In the current case study, one possible explanation for the observed nonspecific improvement is the type of cognitive remediation used in the CIRCuiTS program; namely, the “drill, practice, and strategy” approach. “Drill and practice” remediation does not focus on strategies (e.g., verbalization). Therefore, if it does not focus on verbal fluency exercises making improvement in verbal fluency is unlikely. In contrast, the “drill, practice, and strategy” approach is likely to have a widespread effect and to generate nonspecific improvements [39]. Vianin et al. [40] demonstrated this effect. They measured brain activity during a verbal fluency task in eight patients with schizophrenia (experimental group) before and after participation in a cognitive remediation program that did not target verbal fluency. They compared the results with those of a control group of individuals who did not receive remediation. Following cognitive remediation, neuroimaging results revealed greater activation of Broca’s area during verbal fluency tasks in the experimental group compared to in the control group. The authors hypothesized that the observed brain changes were attributable to verbal mediation techniques such as verbalization. Finally, the current case study corroborates the fact that cognitive remediation therapy benefits more to patients with schizophrenia with low initial memory performances [41]. Effectively, Case A’s baseline performance was very low in visual episodic memory and this impairment could allow him to have general benefit of cognitive remediation by obtaining specific and nonspecific improvements.

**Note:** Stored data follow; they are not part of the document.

PR #508, opened 2026-05-12
Design assistant chat activity separation

SheferKagan:
## Summary

Adds the first production pass for inline assistant activity in the chat flow.

This builds on the assistant turn activity separation foundation branch and keeps the activity inside the assistant message rather than introducing a sidebar. The goal is a compact, Codex-style hierarchy where the final answer stays readable and the process/tool details are available when the user wants them.

## What changed

- Adds a collapsible `Worked` / `Working` section inside assistant turns.
- Keeps normal assistant text visible in the main response flow.
- Groups tool activity into compact summary rows, such as explored files or ran commands.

There are several limitations to the present study. First, the case study presented here did not assess the long-term effect of cognitive remediation. It would be interesting to conduct a follow-up assessment of cognitive performance; such an assessment would permit observation of change in social functioning (ongoing project). Second, the case study design is often considered to be less valid than are group designs, because of threats to internal and external validity. However, many authors have argued that single-case studies play an important role in evidence-based clinical practice of cognitive remediation [42]. Finally, the administration of the same neuropsychological battery at baseline and at posttest assessment may have positively influenced posttest scores. Therefore, the problem solving’s improvement observed with the less conservative method must be interpreted with caution because it could be due to the practice effect.

6. Conclusions

This case study highlights several important points. First, cognitive processes improved when the participant’s training focused on specific targets such as visual memory and problem solving. Second, when cognitive remediation includes learning strategies, cognitive processes such as verbal fluency may improve even though they are not practiced by specific exercises. That is, learning strategies can produce generalized improvements and enhance the positive impact of cognitive remediation. In the light of this case study, cognitive remediation appears to be an interesting avenue, workable, and advantageous for patients with schizophrenia. Therefore, the use of cognitive remediation in clinical practice represents an obvious interest and could lead to positive impact on social functioning.

Conflict of Interests

The authors declare that there is no conflict of interests regarding the publication of this paper.

Supplementary Materials

The supplementary material is about Case A’s clinical case formulation which describes his difficulties and his strengths concerning cognitive functions, cognitive behavioral style, no cognitive factors, coping and compensation strategies.